I got angry at the bankers who willfully sold products that were doomed to fail. I got angry at the lawyers and accountants whose language was so esoteric and intentionally unintelligible so that people were driven to simply sign on the dotted line rather than give themselves migraines trying to understand the details of their contracts. I got angry at the executives for not only tolerating such behavior, but encouraging it because of the extent to which their bank accounts would be padded. I even got angry at the homeowners who stopped paying their mortgages. I’m sure that many of them did so for good reason because of job loss or other unforeseen circumstances, but that just made me angry at the banks again for not realizing the problems and addressing it immediately, rather than putting lipstick on a pig and bundling those underwater mortgages together in order to sell them under a different name.

Most of all, I got angry at everyone who either ignored their conscience or didn’t seem to have one to begin with while they were complicit in creating a fraudulent system that caused so much pain to so many people.

I don’t mean to sound naive. I know that greed is real and that there are always going to be people who will look to take advantage of others in order to move ahead. I know that hubris and arrogance are always going to rear their ugly heads at some point or another. I know that people are animals at their cores, which means that they are usually going to act in ways that promote their own best interests as opposed to limiting their potential for personal benefit after considering the impact of their behavior on others. I even know that it’s specifically because of those primal instincts that the responsibility gets placed on the rest of us to be upstanders, rather than bystanders,3 in order to pursue justice.

That is probably where the root of my anger lies. It’s a mix of disappointment in one group of people for their actions and frustration with another group of people for not speaking up about it.

The question, of course, is, “So what?” The Big Short chronicles events that happened almost a decade ago, so there isn’t much for me (or any of us) to do about the past. But there is something we can do about the future. We can pay closer attention to the influence that big banks, pharmaceutical companies and other corporations have on our government. We can contact our elected officials to make our voices heard so that they understand the motivations of their constituents.

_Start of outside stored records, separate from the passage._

PR #9144, opened 2025-03-25
fix: generate related script

NeOMakinG:
## Description

This PR update fixes the generate asset script by:
- Fixing some weird env vars that are not even used in case of the generate script but as it's imported from one package, it cause some TS issues
- Update hdwallet so hdwallet-ledger has `ethers` as a dependency and so it won't fall in ethers 6 instead of 5
- Fix an error were fsevent was bundled with vite, while it should just be consumed at build time

Also re-gens assets.

## Issue (if applicable)

Caught a few days ago already and blocking the next release

## Risk
Medium, mainly about the generate asset script

## Testing
- Try to install dependencies
- Try to use `yarn preview:prod`
- Try to use `yarn dev`
- Try to use `yarn generate:all`
- Clear your cache
- Sanity check the assets

### Operations

### yarn generate:all
image

### yarn preview:prod
https://jam.dev/c/bf919359-7bb6-4b15-b530-55b777b44834

### yarn dev
https://jam.dev/c/dedfcfa8-ca0b-418b-9baa-4b2776938705


src/state/migrations/index.ts
```diff
@@ -84,6 +84,8 @@ export const clearAssetsMigrations = {
   52: clearAssets,
   53: clearAssets,
   54: clearAssets,
+  55: clearAssets,
+  56: clearAssets,
```
0xApotheosis, line 88: It doesn't really matter, but we should only need this once.

NeOMakinG: You're too fast flash, it's pending one more asset gen, I'll revert when the draft mode will be turned off

NeOMakinG: Reverted in [9049b18](https://github.com/shapeshift/web/pull/9144/commits/9049b1851440e3ee1ab8315daf30b40d1b748065)

0xApotheosis (approved):
gm neo, very tidy.

`yarn generate:all` works as expected, and the related assets (inc FOX icon) is great again.

Issue #552, opened 2020-02-01
Use eslint instead of tslint


kiaking:
Seems like tslint is deprecated and we should use eslint instead.

cuebit:
Presumably this means a move away from Standard JS?

kiaking:
@cuebit Thinking to move away from Standard. [More on here](https://github.com/vuex-orm/vuex-orm/pull/555#issuecomment-581097423) 👍

PR #555, opened 2020-02-01
Migrate to eslint

paparent:
Issue #552 

This is a WIP. There are some fix to be done manually but I'd prefer to discuss because there are a lot, and dunno if you want to fix, or maybe add custom rules.


kiaking:
@paparent Thanks a lot! Sorry I didn't mention this in the issue, but I'm considering maybe we should adhere to [Vue 3 coding style](https://github.com/vuejs/vue-next) which is not "Standard" style.

Biggest difference is it doesn't have space after function declaration.

```js
// Current
function () {}

// Vue Next
function() {}
```

Vue Next don't use eslint, because most of invalid checks are done by TS compiler. So they use prettier instead. However, that's possible because Vue Next is 100% TS. Vuex ORM still contains JS so I would like to have eslint (until we get converted to 100% TS in the future).

Do you think would it be possible to do this?

cuebit:
> @kiaking
> Vue Next don't use eslint, because most of invalid checks are done by TS compiler. So they use prettier instead. However, that's possible because Vue Next is 100% TS. Vuex ORM still contains JS so I would like to have eslint (until we get converted to 100% TS in the future).

Are you referring to tests? Because src code and some tests are TS.

If this is the case, I'd be happy to migrate tests to TS.

kiaking:
@cuebit Yes! We should rewrite test in TS. Because there are too many, I'm lazy and converting some tests once a while, or writing a new tests in TS.

It doesn't have to be migrated in one shot, but it would be really nice if you could convert them time to time 😃

cuebit:
> @kiaking 
> It doesn't have to be migrated in one shot, but it would be really nice if you could convert them time to time 😃

I hate to disappoint but it may just be a one shot wonder. Tests were rewritten in TS but the branch is stale and a lot of tests have been added since. I'll create an issue and we can go from there.

kiaking:
Haha, cool! Thank you for the issue!

kiaking:
@paparent Hey thank you so much for the work! We've just managed to move to prettier so I'll be closing this one. Thank you for the contribution!

PR #562, opened 2020-02-07
Replace database handle to store with Container.store

innovate-invent:
With only one global handle to the Vuex store, it allows me to hot swap the store.

```js
const database = new VuexORM.Database();
const mainStore = new Vuex.Store();
const alternateStore = new Vuex.Store();
VuexORM.install(database)(mainStore);
alternateStore.registerModule('entities', database.createModule());

// Do various model operations

VuexORM.Container.register(alternateStore); // Swap entire state

// Do other operations

VuexORM.Container.register(mainStore); // Swap entire state back
```

This can be further extended by having Model instances store the `store` instance, change Model.$store() to return it, and all Model.$___() methods to call this.$store() instead of this.$self(), then the model instance can operate on itself while its store is not registered in Container.

The only remaining catch that I need to work out is to swap the observers between the stores to allow existing queries (and Vues) to be updated with the swapped state.

### DIFF
--- a/src/database/Database.ts
+++ b/src/database/Database.ts
@@ -190,8 +190,8 @@ export default class Database {
     const database = this
 
     const c = class extends model {
-      static store (): Store<any> {
-        return database.store
+      static database (): Database {
+        return database
       }
     }
 
--- a/src/database/Database.ts
+++ b/src/database/Database.ts
@@ -29,11 +29,6 @@ export type Modules = Record<string, Module<State, any>>
 
 export default class Database {
   /**
-   * The Vuex Store instance.
-   */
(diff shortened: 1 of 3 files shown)


innovate-invent:
There appears to be a [test](https://github.com/vuex-orm/vuex-orm/blob/f6ef77702905c61208ac81913970e36a09e12414/test/unit/database/Database.spec.ts#L14-L28) that contradicts the Container paradigm. The test expects that two different databases have different stores despite a single store being registered in the Container.

innovate-invent:
I fixed the previous test by changing the method that is begin overloaded in the 'bound model' returned by the database

PR #563, opened 2020-02-07
Add withStore method to model to allow operations on a store other than Container.store

innovate-invent:
This is a prototype to allow many databases and many stores to interoperate in an application.
It maintains the global default store Container.store but allows the user to specify the store for operations.

Because the Proxy object rebinds `this` for all Model methods, it will retain the correct store during asynchronous operations that keep a handle to the model.


innovate-invent:
CI failed with an out of memory error. Needs rebuild.
Codecov also went crazy...

Issue #516, opened 2019-12-08
The behavior change of insertOrUpdate is as expected?


tofu2323:
Hello.
I updated Vuex ORM to latest 0.34.1 from 0.33.0.
However I realized there is a breaking changes for me.

The value of object passed as argument of insertOrUpdate will be changed inside the method.
Here are an example.
https://codesandbox.io/s/vuex-orm-template-2l8nq

```js
class Profile extends Model {
  static entity = "profiles";

  static fields() {
    return {
      id: this.attr(null),
      user_id: this.attr(null),
      age: this.attr("")
    };
  }
}

class User extends Model {
  static entity = "users";

  static fields() {
    return {
      id: this.attr(null),
      name: this.attr(""),
      profile: this.hasOne(Profile, "user_id")
    };
  }
}
```

```js
    const user = {
      id: 1,
      name: "Taro",
      profile: {
        id: 2,
        user_id: 1,
        age: 25
      }
    };
    this.before = user.profile;  //  { "id": 2, "user_id": 1, "age": 25, "$id": "2" }
    User.insertOrUpdate({ data: user });
    this.after = user.profile;  //  2
``` 

When I use v0.33.0 the value of `this.before` and `this.after` are same, but v0.34.x it are different.

kiaking:
@tofu2323 Oh thanks for the report! Yeah this is nasty. It must be something to do with referencing problem. Need to fix.

HamishBrindle:
I also ran into this problem with insertOrUpdate, as well as with insert, create, and update. I think it's got something to do with the Normalizer. It's modifying the original data. I've been cloning data before inserting it as a result for a bit now.

Anyway we can return the normalized data within the original data?

PR #564, opened 2020-02-08
Prevent mutation of original data structure in insert/create/insertOrUpdate

HamishBrindle:
Add cloning before normalizing and persisting records to prevent unwanted/unanticipated data mutation.

References: #516 

**Changes:**
- Add a cloning utility (quick and dirty, got it from [30 Seconds of Code](https://www.30secondsofcode.org/))
- Implement a cloning of input data before normalizing and persisting new records
- Write tests for Create, Insert, and InsertOrUpdate to confirm original data is not mutated
- Write tests for a cloning utility


cuebit:
Thanks so much, super helpful!

Could you import `core-js/fn/array/from` as a polyfill (src/polyfill/index.ts)? Much appreciated.

HamishBrindle:
@cuebit No worries, happy to help. And cool, polyfill added

PR #576, opened 2020-02-24
Fix broken link to Normalizing State Shape article and composite primary key example

jonathanmach:
Updating broken link to article: Redux Normalizing State Shape documentation.
From: http://redux.js.org/docs/recipes/reducers/NormalizingStateShape.html
To: https://redux.js.org/recipes/structuring-reducers/normalizing-state-shape/


kiaking:
Uhhh thank you so much!

jonathanmach:
Glad to be able to help! 😄

PR #577, opened 2020-02-26
build: update build configs > add @rollup/plugin-replace  to replace …

kamwing:
…process.env.NODE_ENV

This plugin replace process.env.NODE_ENV with "production" because it crashes on browser.


kiaking:
Thanks for the contribution! Regarding the build system, maybe we should follow Vue 3 builds.
https://github.com/vuejs/vue-next/tree/master/packages/vue

It's not related to this fix but, what do you think?

kamwing:
@kiaking okay, Maybe i shoud fork this project and build for my own project! Thanks :)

We can criticize the media’s coverage of certain issues over others and draw more attention to events that are important to us. We can be more aware of politicians’ attempts to pack so much activity into one day that we lose track of their actions, just as the aforementioned housing and banking lawyers used legalese and financial jargon to confuse and overwhelm unsuspecting clients, not to mention competing institutions.

The housing crisis and the Great Recession may be over for most of the United States but that doesn’t mean we can afford to get complacent. Our President-elect may not end up having quite as much power as he thinks he will after being inaugurated, but his greatest weapon as the leader of our nation will not lie in his Constitution-granted executive abilities, his partnership with a Republican Congress or his Twitter account.

His most powerful weapon will be capitalizing on the apathy and ignorance of the American people.


1. You should.

2. That, plus the fact that we were part of that first government stimulus package that gave homebuyers a grant that would need to be paid back a year at a time later on, as opposed to the later stimulus packages that included grants that did not have to be paid back at all.

3. There’s that Facing History language again.